I almost forgot, Welcome to the Fold Ninn! We are here to help you and to inspire you if we can :banana02:


----------



## MullersLaneFarm (Jul 23, 2004)

Thaks for the link Marchie.



> Knitting needles are permitted in your carry-on baggage or checked baggage.
> 
> However, there is a possibility that the needles can be perceived as a possible weapon by one of our Security Officers. Our Security Officers have the authority to determine if an item could be used as a weapon and may not allow said item to pass through security.
> 
> ...


----------



## Annie in MN (Oct 15, 2002)

Yep, I had no problems with my size 1 wooden dpns when I flew to California for the premiere screening just a couple of weeks ago. By the way, I've been told that HBO is unscrambling their signal for the documentaries, but it is up to the local cable provider to agree. I've been told that DirectTv and Dish Network are allowing it. So there is a good chance those that want to can tune in, even if you don't have HBO. The films will also be available online at HBO. I know that doesn't help if you have dial-up. 

They show me carding fiber, and talking about what I do with the animals, so there is a fibery connection there!


----------



## bergere (May 11, 2002)

That is why I said check with the "Airlines and Airport" before bringing any said items. This was last month BTW.

Also had an family friend fly down to south America for a motorcycle tour and they would not let her take her clear easy to see bottle of water on the plane.

This is why people need to check first.




Marchwind said:


> STOP!!!!! Here are the hard and fast facts of fling with knitting needles, crochet hooks or any other fibery things. This is ONLY for flying in the USA I don't know what the rules are for flying internationally, so check with your airlines. Because I work for TSA I feel uniquely qualified to answer such questions. I mean no offence Bergere, I don't know how long ago your friend flew but things have changed a lot and they continue to change all the time..
> If in doubt go to the TSA website which can be found here http://www.tsa.gov/travelers/airtravel/prohibited/permitted-prohibited-items.shtm
> This is the list of prohibited items. If something is NOT on the list then generally it is considered permitted. Don't try to make rhyme or reason of the list. As you can see by this list even scissors are allowed and not, they do not have to be blunt tipped. But, they do have to be 4 inches or less from the fulcrum (that is a big pair of scissors).
> 
> So WIHH, you can take your knitting on the airplane and you can take scissors. Will you be flying out of Brainerd or MPLS? It shouldn't matter.
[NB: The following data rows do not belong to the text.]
PR #999, opened 2020-11-22
Fix belt throughput bug

Keterr:
This is a fix for this bug reported on Discord that has been bothering some people:
image

The cause of the bug is the code for the "compressed items" optimization for belt paths. This is why the bug only appears when the belt gets "backed up" and then unblocked, because when a belt gets backed up it considers most items as "compressed" on the belt.

When the belt path offloads the first item of a compressed stack, the excess velocity that should be transferred to the next item actually gets thrown away because the rest of the compressed stack is skipped and no other candidates are found to transfer the excess velocity. Due to this there is a blockage for one tick and all items are compressed again, repeating the cycle and causing belt lines to become permanently slightly inefficient. By only skipping compressed items if an item _wasn't_ thrown away we can ensure all of the velocity is properly carried over all the time.

### DIFF
--- a/src/js/game/belt_path.js
+++ b/src/js/game/belt_path.js
@@ -1087,29 +1087,26 @@ export class BeltPath extends BasicSerializableObject {
 
             // If the last item can be ejected, eject it and reduce the spacing, because otherwise
             // we lose velocity
-            if (isFirstItemProcessed && nextDistanceAndItem[_nextDistance] < 1e-7) {
-                // Store how much velocity we "lost" because we bumped the item to the end of the
-                // belt but couldn't move it any farther. We need this to tell the item acceptor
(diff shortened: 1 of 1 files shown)


tobspr:
I don't like this fix since it causes a huge performance loss: At big belt speeds the belt is ejecting almost every frame.

I fixed the issue by instead looking at the item behind the ejected item, and check if it would get skipped: If so, I manually advance it.

Check out the 8e2efb0 commit above, would be nice to get your feedback! @Keterr  and @EmeraldBlock

Keterr:
Ahhh, I missed that my fix was skipping the compressed items optimization completely, that's definitely not ideal. 8e2efb0 looks good to me!

PR #1000, opened 2020-11-22
Visual improvement to ejector slots

Keterr:
Currently if a lane is backed up and an ejector slot is waiting to output, the waiting item often shows overlapped with items on the belt, like this:
image

Coming from Factorio and other belt-factory games this is a bit unsatisfying, it looks like there's clutter on the belts or like something is backed up.

Belt paths keep a spacingToFirstItem property that tells us how much the waiting item can peek out. So we can use this to completely avoid clutter: 
image

### DIFF
--- a/src/js/game/systems/item_ejector.js
+++ b/src/js/game/systems/item_ejector.js
@@ -159,9 +159,14 @@ export class ItemEjectorSystem extends GameSystemWithFilter {
                     continue;
                 }
 
+                const maxProgress = Math.min(
+                    1.0,
+                    sourceSlot.cachedBeltPath ? sourceSlot.cachedBeltPath.spacingToFirstItem * 1.45 : 1.0
+                );
+
                 // Advance items on the slot
                 sourceSlot.progress = Math.min(
-                    1,
+                    maxProgress,
                     sourceSlot.progress +
                         progressGrowth *
                             this.root.hubGoals.getBeltBaseSpeed() *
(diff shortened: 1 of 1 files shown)


src/js/game/systems/item_ejector.js
```diff
@@ -159,21 +159,26 @@ export class ItemEjectorSystem extends GameSystemWithFilter {
...
                 );
 
                 if (G_IS_DEV && globalConfig.debug.disableEjectorProcessing) {
-                    sourceSlot.progress = 1.0;
+                    sourceSlot.progress = maxProgress;
                 }
 
                 // Check if we are still in the process of ejecting, can't proceed then
-                if (sourceSlot.progress < 1.0) {
+                if (sourceSlot.progress < maxProgress) {
```
edorfaus, line 181: Shouldn't this still use 1.0 instead of `maxProgress`?

If I understand correctly, `maxProgress` just says how far the ejection process can get, it doesn't change when that process should be considered complete, and this check is meant to ensure that the process is complete before we hand the item off to the belt (or next building).

I think it will still work as-is, since `tryAcceptItem` below will probably return `false` (the belt not being ready for new items), but it seems like we shouldn't be trying to do that yet, and it will probably also be slower due to the extra processing.

src/js/game/systems/item_ejector.js
```diff
@@ -159,17 +159,28 @@ export class ItemEjectorSystem extends GameSystemWithFilter {
...
                 }
 
+                let maxProgress = 1.0;
+
+                // Check if there's an item blocking the ejector
+                const destPath = sourceSlot.cachedBeltPath;
+                if (destPath) {
+                    maxProgress = Math.min(
+                        1.0,
+                        sourceSlot.cachedBeltPath.spacingToFirstItem / globalConfig.itemSpacingOnBelts
```
edorfaus, line 169: This is nitpicking, but maybe use `destPath` here too, just for clarity?

Keterr: not nit-picky at all, I totally just missed that lol

tobspr:
I don't like this since this can mess up with the throughput.

Since this is a visual thing only, I decided to instead check this in the draw method and simply limit the progress there.

This also has the advantage that its more performant

tobspr:
(Will be in 1.2.1, I hope you don't mind if I use your screenshots there)

Issue #198, opened 2022-04-20
Compatability issue with newest version of json


GKJose:
In json-validator.cpp, line 218, uri.pointer() != "" now throws an error.
Solution: uri.pointer().to_string() != ""

mingthemad:
Just found the same problem on Ubuntu 20.04.3 LTS using gcc (Ubuntu 9.3.0-17ubuntu1~20.04) 9.3.0

~/json-schema-validator/build$ make |& more
[  2%] Building CXX object CMakeFiles/nlohmann_json_schema_validator.dir/src/json-validator.cpp.o
/home/a_build/json-schema-validator/src/json-validator.cpp: In member function 'std::shared_ptr<{anonymous}::schema> nlohmann::json_schema::root_schema::get_or_create_ref(const nlohmann::json_uri&)':
/home/a_build/json-schema-validator/src/json-validator.cpp:219:21: error: no match for 'operator!=' (operand types are 'const json_pointer' {aka 'const nlohmann::json_pointer<std::__cxx11::basic_string<char> >'} and 'const char [1]')
  219 |   if (uri.pointer() != "") {
      |       ~~~~~~~~~~~~~ ^~ ~~
      |                  |     |
      |                  |     const char [1]
      |                  const json_pointer {aka const nlohmann::json_pointer<std::__cxx11::basic_string<char> >}
In file included from /home/a_build/json-schema-validator/src/nlohmann/json-schema.hpp:24,
                 from /home/a_build/json-schema-validator/src/json-validator.cpp:9:
/usr/local/include/nlohmann/json.hpp:13337:13: note: candidate: 'template<class RefStringTypeLhs, class RefStringTypeRhs> bool nlohmann::operator!=(const nlohmann::json_pointer<RefStringType>&, const nlohmann::json_pointer<RefStringTypeRhs>&)'
13337 | inline bool operator!=(json_pointer<RefStringTypeLhs> const& lhs,
      |             ^~~~~~~~
/usr/local/include/nlohmann/json.hpp:13337:13: note:   template argument deduction/substitution failed:
/home/a_build/json-schema-validator/src/json-validator.cpp:219:24: note:   mismatched types 'const nlohmann::json_pointer<RefStringTypeRhs>' and 'const char [1]'
  219 |   if (uri.pointer() != "") {
      |                        ^~
In file included from /usr/include/c++/9/regex:62,
                 from /home/a_build/json-schema-validator/src/json-validator.cpp:30:
[...]

PR #202, opened 2022-06-02
Fix explicit conversion to string

deimi:
Fixes https://github.com/pboettch/json-schema-validator/issues/198

Should also be backward compatible with nlohmann::json <3.11


deimi:
@pboettch If you wish I can also add a separate workflow for nlohmann::json 3.11

deimi:
@pboettch I've just seen now that nlohmann 3.11 is not released yet. So I suggest either to pull this change anyway as it is probably the cleaner and more explicit way to do it or wait till 3.11. is released and check if the incompatibility has remained.

Issue #210, opened 2022-07-04
Replace usage of dynamic_cast


inkychris:
`dynamic_cast` often requires RTTI to be enabled. If possible, it would be helpful to replace usage of `dynamic_cast` with some other mechanism so that this library can be used in environments that don't have RTTI.

SamVanheer:
I think this can be closed since #211 has been merged.

PR #211, opened 2022-07-05
Replace dynamic_cast with member functions (#210)

inkychris:
Replaces use of `dynamic_cast` with member functions on `schema`.

This is currently a minimal implementation, since most derived classes will return `nullptr`, but this is easy to remedy if the general solution is acceptable. This could be left as a pure virtual function in the `schema` class.

Both Issue 25 and 189 tests, and the JSON schema test suite pass locally. (Windows environment so not sure how tests are supposed to be run automatically).

Library now builds successfully without RTTI.

### DIFF
--- a/src/json-validator.cpp
+++ b/src/json-validator.cpp
@@ -40,6 +40,16 @@ protected:
 	root_schema *root_;
 	json default_value_ = nullptr;
 
+protected:
+	virtual std::shared_ptr<schema> make_for_default_(
+	    std::shared_ptr<::schema> & /* sch */,
+	    root_schema * /* root */,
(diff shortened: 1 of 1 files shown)


pboettch:
How does nlohmann-json handle dynamic_casts?

inkychris:
As far as I can tell, nlohmann-json doesn't use any dynamic casting. It's a bit of a heated topic but [some consider dynamic casting to be a code smell](https://stackoverflow.com/questions/48612271/use-case-of-dynamic-cast), i.e. sub-optimal design. My solution is by no means optimal, being a "just add a function to all the types" solution, but I suspect a more _proper_ solution would require a much larger change.

pboettch (approved):

Issue #212, opened 2022-08-19
📚️ What about "readOnly" ? (draft 7 section 10.3)


TrippyHank:
Hi there 👋

As of now, the validator does not honor [section 10.3](https://json-schema.org/draft-07/json-schema-validation.html#rfc.section.10.3) from the specification [JSON Schema Validation: A Vocabulary for Structural Validation of JSON](https://json-schema.org/draft-07/json-schema-validation.html#rfc.section.10.3).

I am interested in this excerpt specifically:

> If "readOnly" has a value of boolean true, it indicates that the value of the instance is managed exclusively by the owning authority, and attempts by an application to modify the value of this property are expected to be **ignored or rejected** by that owning authority.

It is clearly stated that attempts by an application to change the value of this property must be **ignored or rejected**.

I was expecting one of these two options for validation:
1. Ignoring properties for which the schema defines a "readOnly" key with a value of true
2. Throwing an exception informing the user that the value for this key is read-only

pboettch:
I think the key to understand how read-only works is the phrase "change the value of this property". When does a value change? Clearly not during validation. 

It seems to me that this is not validator's work. The validator is not the "owning authority". It is your application.

But maybe the validator can be used as an instance or frontend for your application to apply this functionality.

TrippyHank:
This library encapsulates everything needed to honor this section easily.
The user does not have any clue about all the objects that composes the specified schema tree behind the scene, if there was access i might agree with you.
The user would have to rewrite some parts of this library to identify the `readOnly` nodes, which is not really ideal.

TrippyHank:
It certainly doesn't cover everything from [Schema Annotations](https://json-schema.org/draft-07/json-schema-validation.html#rfc.section.10), but it does the trick for now 🍻

pboettch:
As I wrote in the PR: the validator could extract and provide a list of json-paths which you could use in your applicaiton to handle the read and write-Only fields. What do you think?

TrippyHank:
As written in #213, I think that
> it's an attractive idea too but it adds an unnecessary burden to the user from my point of view

pboettch:
Coming back to your original idea: could you create a (pseudo)-code snippet of how you would like to use this feature as a user with the validator? Here's my vision:

This schema
```JSON
{
  "properties": {
    "foo": { "type": "int", "readOnly": true},
    "bar": { "type": "int", "writeOnly": true},
    "baz": { "type": "int"}
  }
}
```

[...]

PR #213, opened 2022-08-19
📚️ raise error when trying to change a read only value

TrippyHank:
Relates to #212 

This pull request honors "readOnly" keyword from [section 10.03](https://json-schema.org/draft-07/json-schema-validation.html#rfc.section.10.3) from the [specification](https://json-schema.org/draft-07/json-schema-validation.html) by raising an error 🐢

### DIFF
--- a/src/json-validator.cpp
+++ b/src/json-validator.cpp
@@ -457,6 +457,7 @@ class type_schema : public schema
 	std::vector<std::shared_ptr<schema>> type_;
 	std::pair<bool, json> enum_, const_;
 	std::vector<std::shared_ptr<schema>> logic_;
+	bool read_only_ = false;
 
 	static std::shared_ptr<schema> make(json &schema,
 	                                    json::value_t type,
@@ -506,6 +507,13 @@ class type_schema : public schema
 				if (else_)
 					else_->validate(ptr, instance, patch, e);
 			}
+		}
+
+    // enforce default value if any read only values
+		if(read_only_) {
+      auto rod_value = default_value(ptr, instance, e);
+      if(rod_value != nullptr && instance != rod_value)
+        e.error(ptr, instance, "key is read-only");
 		}
 	}
 
@@ -559,6 +567,12 @@ public:
 		attr = sch.find("default");
 		if (attr != sch.end()) {
 			set_default_value(attr.value());
+			sch.erase(attr);
+		}
+
+		attr = sch.find("readOnly");
+		if (attr != sch.end()) {
+			read_only_ = attr.value().get<bool>();
 			sch.erase(attr);
 		}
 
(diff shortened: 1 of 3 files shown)


pboettch:
Are you sure that this is how read-only shall work? If the value is not equal to the default value (if any) it shall fail?

Isn't read-only only for run-time usage of an schema-validated instance? So out-of-scope of this library?

pboettch:
In any case, we need a test before integrating changes. I think in this case the tests will also show the limitations of this approach.

TrippyHank:
Since this library allows `defaults` parsing (which is awesome), it should reflect the referenced section of the specification in the process

pboettch:
readOnly has nothing to do with default-values. I don't understand. I read the section and I strongly think that readOnly is something to be ignore by the validator. I could be exposed as the validator compiles the schema but the validation-process itself should ignore it.

It has to be handled by the owning authority.

TrippyHank:
The validator has ownership over the objects composing the schema tree, it should enforce the default value.

> If "readOnly" has a value of boolean true, it indicates that the value of the instance is managed exclusively by the owning authority

The **owning authority** is the validator

> and attempts by an application to modify the value of this property are expected to be ignored or rejected by that owning authority

Since the validator owns the objects that make up the schema tree, it must **ignore or reject** attempts to change the value of this key in the patch resulting from the validation process at run time.

TrippyHank:
Do you think it should also rejects attempts when the `key` has no `default` ?

pboettch:
> The **owning authority** is the validator since it owns the instances that make up the schema tree.

False, the schema validator gets the to-be-validated instance as a `const`. How can it own something which can't be modified? The whole instance is read-only from the validator's point of view.

If you're still in doubt about that, please check with the json-schema-project to clarify.  https://github.com/json-schema-org/community/discussions

pboettch:
Closing for the moment. Please re-open once you have a feedback showing that I'm wrong.

TrippyHank:
### Let's begin the journey to _"Why are you wrong?"_

> the schema validator gets the to-be-validated instance as a const. 

This is absolutely true, we both agree! The user-defined input should stay _read only_ 😉

> How can it own something which can't be modified? The whole instance is read-only from the validator's point of view.

There is obviously a misunderstanding here since we agree again, so I will do my very best to clarify.

Users are writing `applications` including the `library`.

1. They initialize a `validator` with a `root schema` that they crafted themselves.
2. They use this `validator` to validate a user-defined `instance` against the `root schema` embedded by the `validator`.
3. They merge a copy of the `default instance` of the `root schema` with the user-defined `instance` if it passes validation.

Questions:
- How is the user supposed to get rid of the `readOnly` keys in **step 3**?
- Do you agree that since objects composing the schema are created at the validation stage (when `.validate(instance)` is called), the validator is the owner of these objects?
- If you disagree with the previous question, who owns these objects?

With all this, if you still don't see why this is the way to go, I can't do anything more for this library

> If you're still in doubt about that, please check with the json-schema-project to clarify. https://github.com/json-schema-org/community/discussions

I'll leave it as is, hopefully if your opinion evolves or if you find tests that fail, tag me 🍻

> However, what the validator could do is to provided a list of readOnly JSON-paths which you can used in your application to check when the user changes something in the instance.

I thought about a vector of `json pointer`, it's an attractive idea too But it adds an unnecessary burden to the user from my point of view

PR #214, opened 2022-08-23
Update CI and fix warnings

res0nance:
Hi @pboettch, PTAL.

This updates CI to run on main and uses the latest nlohmann-json to test.
This also adds the `to_string()` call to remove warnings.

The current tag is also very old so could we get an updated tag?

### DIFF
--- a/.github/workflows/github-actions.yml
+++ b/.github/workflows/github-actions.yml
@@ -37,3 +37,30 @@ jobs:
         run: cmake --build build --target all -j$(nproc)
       - name: test
         run: cd build && ctest
+  build_and_test_min_version:
+    runs-on: ubuntu-latest
+    container: ghcr.io/nlohmann/json-ci:v1.0.0
+    steps:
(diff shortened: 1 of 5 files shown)


pboettch:
If we test with 3.11 should we also limit the version use in the code?

res0nance:
> If we test with 3.11 should we also limit the version use in the code?

I don't think we have to these changes should be backwards compatible since the use of `to_string()` already appears in this library and in nlohmann/json, It claims that the addition of `to_string()` has been there since 2.0.0

I think what we should do is perhaps add another CI job that tests on the oldest supported version which is 3.8.0.

pboettch:
That sounds like a good idea.

When you say the tag is very, what you mean is you'd like to have a new(er) release?

res0nance:
> That sounds like a good idea.
> 
> When you say the tag is very, what you mean is you'd like to have a new(er) release?

Yeah a new release would be good considering that the last one was 2 years ago.

pboettch:
Time goes by very fast.

Issue #218, opened 2022-09-02
Validation of schema using $ref always returns true 


nine:
**Observed behavior**

The validation of following Json schema using the `$ref` keyword always returns true.

```
{
    "$schema": "http://json-schema.org/draft-07/schema#",
    "title": "Schedule",
    "type": "object",
    "properties": {
        "reply": {
            "description": "Send reply",
            "type": "boolean"
        },
        "schedule": {
            "description": "Array with schedule entries",
            "type": "array",
            "items": { "$ref": "#/definitions/schedule_entry" }
        }
    },
    "definitions": {
        "schedule_entry": {
            "type": "object",
            "required": [
                "id",
                "startdate",
                "cmd",
                "settings"
            ],
            "properties": {
                "id": {
                    "type": "string"
                },
                "startdate": {
                    "type": "number",
                    "minimum": 0
                },
                "cmd": {
                    "type": "string"
                },
                "settings": {
                    "type": "object"
                }
            }
        }
    }
}
```

Tested with 
1. valid object:
   ```
   {
    "reply": false, 
    "schedule": [
        {
            "id": "abc",
            "startdate": 1,
            "cmd": "foo",
            "settings": {}
        }
    ]
   }
   ```
2. invalid object
   ```
   { "foo": "bar" }
   ```

**Expected behavior**

The validation of the second Json instance should return false.

**Steps to reproduce**
A unit test for the bug is available in #219.

nine:
Discovered missing "required" array that caused wrong expectations on validation behavior. json-schema-validator works as expected!

PR #219, opened 2022-09-02
Adds test for issue #218

nine:
Adds test to reproduce issue #218


nine:
Discovered missing "required" array that caused wrong expectations on validation behavior. json-schema-validator works as expected!

Issue #152, opened 2021-03-19
email and idn-email validation not based on RFC-5321, as it should be


gene-hightower:
The JSON schema validation spec defines valid idn-email and email addresses in terms of RFC-5321.
<https://json-schema.org/draft/2020-12/json-schema-validation.html#rfc.section.7.3.2>

The RFC-5321 grammar is regular (Chomsky's type-3), as opposed to the grammar of RFC-5322 which is *recursive* (type-0) thus requiring a more powerful tool. That is to say, the 5321 grammar can be recognized using a regular expression.

pboettch:
Thanks for this information. This library only support draft-7 and IIRC there it is not mandatory to have a validator for email-addresses. Everything is optional. But this library has the `format_checker`-callback which allows you to validate anything which has the format-field-set in your custom code.

gene-hightower:
Let me offer what I think is a very small, fast, and (I hope) correct function to validate an RFC-5321 Mailbox address.
<https://github.com/gene-hightower/smtp-address-validator>
It uses a state machine generated by <https://github.com/adrian-thurston/ragel> -- this tool is available to install as a package on Fedora and Ubuntu, and I suspect most major platforms.
This function compiles to about 10K on x86_64 and allocates no dynamic memory.

gene-hightower:
What do you need to use smtp-address-validator in support of idn-email and email validation?
Would a package of some type for smtp-address-validator help? What type of package?

pboettch:
I think, if we integrate a third-party library, it should be copied here, if it not too big. So what is too big, I don't know. I'm open to ideas.

gene-hightower:
Not too big should describe two files, 770 lines of code.
With this implementation, you should be able to pass tests for email and idn-email in draft2019-09 and draft2020-12.

PR #235, opened 2022-10-21
Use Ragel generated RFC-5321/RFC-6531 Mailbox address parser

gene-hightower:
Generated code copied from: <https://github.com/gene-hightower/smtp-address-parser>

fixes: #152


pboettch:
Could you try to fix the errors the CI reported?

gene-hightower:
> Could you try to fix the errors the CI reported?

Oh, right. I've used C++17 without even really thinking about it.

gene-hightower:
So, I'm proposing to require C++17, as it's the default version of C++ for GCC and Clang now if you don't specify something else, it's been the standard for over five years, and it's almost fully supported by the major compilers.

You should always be given the choice to put it into your checked baggage or into your car if you choose. That is true if they try to take it from you. If they do try to tell you it is not allowed. Tell them you want to speak to the supervisor, then show him the list you printed out and are carrying with you.


----------



## Ana Bluebird (Dec 8, 2002)

When I fly I either check in my knitting or I don't take it. I'm always concerned that it will be taken away when we change planes. Too bad for me because many times I just take a carry-on. Our church group came up with 63 hand-made chemo hats! Mainly three of us working on it--one lady laid up with a new knee, but it didn't slow her hands! Now I'm working on an afghan and spinning wool that has been neglected, but have been side-tracked with the guitar and getting my son's house ready for renters. I'd rather be doing fibery things! May is so busy. But I do plan on taking this weekend to go to Pella, Iowa to the Tulip Festival. Sure can use the break. Hope it's warm!


----------



## Nellie (Oct 18, 2006)

I just took my bamboo needles last week on 4 flights, no one questioned me about them at all. Of course, I distracted them with my doctor's note and cooler with my snacks (hypoglycemia). The first time they didn't even check my liquids. lol


----------



## weever (Oct 1, 2006)

Annie, I am going on a field trip to Mackinac Island with my daughter. We don't have cable at home at all, so I was delighted to think that I *MIGHT* be able to catch the special in a hotel room in Mackinaw City Sunday night. Keepin' my fingers crossed...


----------



## MullersLaneFarm (Jul 23, 2004)

Annie in MN said:


> Yep, I had no problems with my size 1 wooden dpns when I flew to California for the premiere screening just a couple of weeks ago. By the way, I've been told that HBO is unscrambling their signal for the documentaries, but it is up to the local cable provider to agree. I've been told that DirectTv and Dish Network are allowing it. So there is a good chance those that want to can tune in, even if you don't have HBO. The films will also be available online at HBO. I know that doesn't help if you have dial-up.
> 
> They show me carding fiber, and talking about what I do with the animals, so there is a fibery connection there!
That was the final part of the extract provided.